### What to do:
Reading the listing below, count the lines that contain the word "from" and give that count alone.

### Study material:
PR #671, opened 2023-01-04
V1.0.573

obmelvin:


src/Form/index.tsx
```diff
@@ -341,6 +390,13 @@ function Form({
 
     setAutoValidate(false); // Each step to initially not auto validate
 
+    if (
+      contextRef &&
+      Object.prototype.hasOwnProperty.call(contextRef, 'current')
+    )
+      // Need to update the context because it has activeStep closure'd in
+      contextRef.current = getFormContextHelper();
```
bo-dun-1, line 398: should this actually be called in the getNewStep fucntion before the onLoad() so the user has these functions available ASAP

bo-dun-1 (approved):

src/Form/index.tsx
```diff
@@ -104,6 +104,43 @@ import usePrevious from '../hooks/usePrevious';
 import ReactPortal from './components/ReactPortal';
 import { replaceTextVariables } from '../elements/components/TextNodes';
 
+// getFormContext needs to live outside of the component so that we can export
+// the types for the end user
+const getFormContext = (
```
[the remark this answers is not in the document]
obmelvin: yeah I should've already done that

src/Form/index.tsx
obmelvin: oh yeah I can just call it there and pass in newStep instead of needing activeStep to be set

src/Form/index.tsx
```diff
@@ -185,7 +182,7 @@ function Form({
     brandPosition: undefined,
     allowEdit: 'yes'
   });
-  const [inlineErrors, setInlineErrors] = useState({});
+  const [inlineErrors, setInlineErrors] = useState<Record<string, unknown>>({});
```
bo-dun-1, line 185: should be Record<string, {message: string; index: number}>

### Problem solution:
3